Pause. More pages. Then: “Very well. Bring her here.”
I returned to the office, shutting the door, crossed to the red leather chair near the end of Wolfe’s desk where I had seated the caller, and faced her. She tilted her head back to look up at me. She was a brownie, not meaning a Girl Scout — small ears and a small nose, big brown eyes, a lot of brown hair, and a wide mouth that would have been all right with the corners turned up instead of down.
“I’d better explain,” I told her. “Mr. Wolfe is in the middle of a fit. It’s complicated. There’s a fireplace in the front room, but it’s never lit because he hates open fires. He says they stultify mental processes. But it’s lit now because he’s using it. He’s seated in front of it, on a chair too small for him, tearing sheets out of a book and burning them. The book is the new edition, the third edition, of Webster’s New International Dictionary, Unabridged, published by the G. & C. Merriam Company of Springfield, Massachusetts. He considers it subversive because it threatens the integrity of the English language. In the past week he has given me a thousand examples of its crimes. He says it is a deliberate attempt to murder the — I beg your pardon. I describe the situation at length because he told me to bring you in there, and it will be bad. Even if he hears what you say, his mental processes are stultified. Could you come back later? After lunch he may be human.”
She was staring up at me. “He’s burning up a dictionary?”

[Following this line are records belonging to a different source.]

PR #12700, opened 2018-09-25
Detect graphics.cmi in system compiler

dra27:
Re-run of #11946.

cc @damiendoligez, @gasche - this affects the release scripts for ocaml.


gasche:
I'm not completely sure I follow, how does that change the release process?

dra27:
@gasche - if the creation of the new `ocaml-system` package for the released version involves copying the previous one, then you're fine ... but if it's done from a template, then that template needs updating (see the changes in anyone of the gen scripts in this PR)

dra27:
I'm not totally clear why some build jobs succeeded on Travis and some didn't - but equally the script change is the same on all versions and Travis can't test system compiler packages anyway.

kit-ty-kate:
Thanks!

PR #12702, opened 2018-09-26
open 0.2.2

smolkaj:


kit-ty-kate:
The `descr` and `url` files should not be there and be included in the `opam` file with opam2.

smolkaj:
> The `descr` and `url` files should not be there and be included in the `opam` file with opam2.

Should be fixed now.

kit-ty-kate:
Thank you!

PR #12724, opened 2018-09-30
bigstringaf: depopt on mirage-xen, as the conditional compilation in lib/xen/jbuild is done

hannesm:
//cc @seliopou see https://github.com/reynir/qubes-mirage-ssh-agent/issues/7 for the reported issue.  upstream is a slightly better fix https://github.com/inhabitedtype/bigstringaf/pull/17

this fix works since mirage-xen depends on mirage-xen-posix, which is ultimately used when calling out to `pkg-config`


kit-ty-kate:
Thanks!

PR #12728, opened 2018-10-01
[opam2 cleanup] merge descr and url files into opam files

mseri:
Some descr and url files have been merged in the
days after the merge to opam2. This PR is to
make it right and include them in the opam file
instead.

A forthcoming PR will add a synopsis or description
to the packages that are currently missing one
when it is possible to get it.


mseri:
Any failure coming with this should have already been there. I don't think this is the right PR to address them. Note that due to the base packages part of the CI is completely useless anyways.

“Right. That’s nothing. Once he burned up a cookbook because it said to remove the hide from a ham end before putting it in the pot with lima beans. Which he loves most, food or words, is a tossup.”

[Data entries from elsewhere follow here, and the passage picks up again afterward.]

PR #12730, opened 2018-10-01
Fix `with-test` filter on depends field

rjbou:
Correct filter is [`with-test`](https://opam.ocaml.org/doc/Manual.html#pkgvar-with-test), not `test`.

### DIFF
--- a/packages/jingoo/jingoo.1.2.19/opam
+++ b/packages/jingoo/jingoo.1.2.19/opam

“I don’t want to come back.” She stood up. “I want to see him now. I must see him now.”
The trouble was, if I persuaded her to put it off she might not show again. When she had phoned for an appointment it had looked as if we were going to have Matthew Blount for a client, and, judging from the newspapers and the talk around town, he could use plenty of good detective work; and he could pay for it, even at Nero Wolfe’s rates. So I didn’t want to shoo her out, and also there was her face — not only the turned-down corners of her mouth, but the look in her eyes. There is trouble in the eyes of nearly everyone who comes to that office, but hers were close to desperate. If I eased her out she might go straight to some measly agency with no genius like Wolfe and no dog like me.
“Okay, but I told you,” I said, and went to my desk for my notebook, stepped to the door to the front room, and opened it. She came, leaving her coat, pallid mink, on the back of the chair.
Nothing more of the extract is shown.